Sexe, évolution et le cas des polygames manquants

Cet article d'Eric Michael Johnson fait partie de sa tournée de blogs intitulée Primate Diaries in Exile. Vous pouvez suivre d'autres arrêts sur cette tournée à travers son flux RSS, The Primate Diaries sur Facebook, ou en le suivant sur Twitter. Je suis honoré de l'avoir ici aujourd'hui.

La preuve d'ADN implique la polygynie pour la disparition de millions de personnes. Mais est-ce un cas d'erreur d'identité?

Si le succès reproductif était appliqué à la fiction, les deux milliards de copies des romans d'Agatha Christie (ne faisant que traîner derrière Shakespeare et la Bible) seraient considérés comme un exemple éblouissant de la forme évolutive. Son travail représente une part importante de notre mémoire collective qui est transmise aux générations futures. Cependant, l'année dernière, les chercheurs ont découvert des preuves d'une tragédie qui a frappé l'auteur de mystère le plus populaire du monde et, ce faisant, ont fourni une leçon utile en considérant la preuve génétique pour l'évolution de la sexualité humaine. En analysant l'utilisation du vocabulaire tout au long de sa carrière, Ian Lancashire et Graeme Hirst, de l'Université de Toronto, ont conclu que la sophistication de la langue d'Agatha Christie a subi un déclin important au cours de ses dernières années.

En regardant le nombre de mots différents utilisés dans ses romans, ainsi que le nombre de phrases répétées, les chercheurs ont déterminé que son vocabulaire a chuté de près de 31%, la plus forte baisse se produisant dans ses quatre derniers livres. Ceci, en combinaison avec le témoignage de sa famille sur le déclin physique et mental non diagnostiqué, a conduit les chercheurs à conclure qu'ils étaient témoins des effets de la maladie d'Alzheimer sur l'auteur le plus vendu au monde. En conséquence, les derniers romans de Christie ont maintenu des échos de son travail antérieur, mais ils étaient d'un caractère sensiblement différent à la plupart de sa carrière de 54 ans en tant qu'écrivain.

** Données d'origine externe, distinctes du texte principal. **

Issue #373, opened 2017-06-23
Master node will shutdown if there're no transactions


iketheadore:
The master node with current codebase will shut down if no transactions exist.

iketheadore:
Fixed in #374

PR #374, opened 2017-06-23
Fix Zero transactions and Zero network bugs

iketheadore:
* Fix bug #373 , should continue instead of returning, which will break the daemon loop.
* Fix bug #375 , will be able to recover network from zero connections.

### DIFF
--- a/src/visor/blockchain.go
+++ b/src/visor/blockchain.go
@@ -228,7 +228,7 @@ func (bc Blockchain) NewBlockFromTransactions(txns coin.Transactions,
 	if len(txns) == 0 {
 		return nil, errors.New("No transactions")
 	}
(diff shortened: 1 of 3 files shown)


src/visor/blockchain.go
```diff
@@ -422,14 +422,14 @@ func (bc Blockchain) GetLastBlocks(num uint64) []coin.Block {
...
-	if arbitrating {
+	if bc.arbitrating {
 		txns = coin.SortTransactions(txns, bc.TransactionFee)
 	}
 	//TODO: audit
 	if len(txns) == 0 {
-		if arbitrating {
+		if bc.arbitrating {
 			return txns, nil
 		}
```
gz-c: when not arbitrating it returns `nil, errors.New("No transactions")`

Imaginez un instant que tout ce qu'Agatha Christie avait écrit soit perdu pour l'histoire, sauf pour son dernier livre. Si vous deviez essayer de tirer des conclusions sur son travail à partir de ce compte limité, cela entraînerait des distorsions importantes. Il représenterait l'auteur après qu'elle ait subi un changement profond et vous auriez du mal à comprendre pourquoi elle avait été si populaire. Mais ce genre de biais de sélection est essentiellement ce que nous avons quand nous regardons les archives écrites de notre passé humain. Toute l'histoire écrite, depuis les premiers récits de 3 200 avant notre ère jusqu'à nos jours, est un simple fragment de l'existence humaine sur cette planète. Cela équivaut à ne regarder que le dernier roman d'Agatha Christie sur 85 œuvres publiées au cours d'une longue et brillante carrière.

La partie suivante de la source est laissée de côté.